MLOps Engineer - ML Infra / MLOps / ML Platform
$250,000 + $700,000 equity (4 year vest + annual freshers)
San Francisco - hybrid 3 days in office
Series D Tech firm
You'll join our rapidly expanding client as an MLOps Engineer in their MLOps team. In this role, you'll be instrumental in building and maintaining a foundational ML platform that spans the full ML lifecycle. This platform is designed for consumption by ML engineers and data scientists, enabling them to train, deploy, and manage ML models efficiently.
Key Responsibilities
- Analyze, troubleshoot, coordinate, and resolve complex infrastructure issues.
- Build, operate, and maintain a low-latency, high-volume ML serving layer for online and batch inference use cases.
- Orchestrate Kubernetes and ML training/inference infrastructure as part of an ML platform.
- Manage environments, interfaces, and workflows to support ML engineers in developing, building, and testing ML models and services.
- Expand the feature store implementation, enabling self-service data labeling, feature engineering, and batch inferencing.
- Reduce latency for model inference to achieve real-time model serving.
- Develop automation workflows to enhance team efficiency and ML stability.
- Improve efficiency, scalability, and stability of various system resources.
- Collaborate with other teams and stakeholders to deliver business initiatives.
- Onboard new team members, providing mentorship and facilitating their ramp-up on the team's code bases.
About You
- 5+ years in MLOps, Platform Engineering, DevOps, or Infrastructure.
- Expertise in building infrastructure for ML platforms and managing CPU/GPU compute.
- Proficient in Infrastructure as Code using Terraform.
- Familiar with CI/CD tools like Jenkins, CircleCI, Argo Workflows, and ArgoCD.
- Strong background in software development and passionate about applying it to ML infrastructure.
- Experienced with observability tools such as Splunk, Nagios, Sensu, Datadog, and New Relic.

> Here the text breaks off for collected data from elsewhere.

PR #878, opened 2017-05-12
Add 'cannot trigger card abilities'

cryogen:
Implement Catelyn Stark (Core)


server/game/forcedtriggeredability.js
```diff
@@ -28,6 +28,10 @@ class ForcedTriggeredAbility extends TriggeredAbility {
         this.handler = properties.handler;
     }
 
+    isForcedAbility() {
```
cryogen: Open to criticism on this, not sure if it's the direction you'd have gone in

server/game/game.js
```diff
@@ -814,6 +814,7 @@ class Game extends EventEmitter {
     }
 
     continue() {
+        this.effectEngine.reapplyStateDependentEffects();
```
cryogen: So, this one is interesting, when nested steps call continue themselves, effects are not recalculated.

e.g. Core Cat vs Tyrion

Challenge is initiated, stealth targets are chosen, 'onChallenge' event is raised before the game effects are recalculated

Not sure if there's a better way to fix that than this

server/game/gamesteps/challenge/challengeflow.js
```diff
@@ -17,6 +17,7 @@ class ChallengeFlow extends BaseStep {
             new SimpleStep(this.game, () => this.announceChallenge()),
             new SimpleStep(this.game, () => this.promptForAttackers()),
             new SimpleStep(this.game, () => this.announceAttackerStrength()),
+            new SimpleStep(this.game, () => this.chooseStealthTargets()),
```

- Proficient with containers and container orchestration, with hands-on experience in Docker and Kubernetes.
Work Environment
- Technologies: Python, Snowflake, SQL, DBT.
- Tools: Looker for data visualization.
- Backend: Java and Python microservices with Spark, Kinesis, Airflow, Snowflake, and Postgres on AWS.
- Teams Supported: Client Strategy, Product Management, Sales, Marketing, Finance, Engineering, Design, and Leadership.
Benefits
- Competitive perks and benefits, including health & wellness and equity options.
- Opportunity to join a rapidly growing team and influence the architectural roadmap.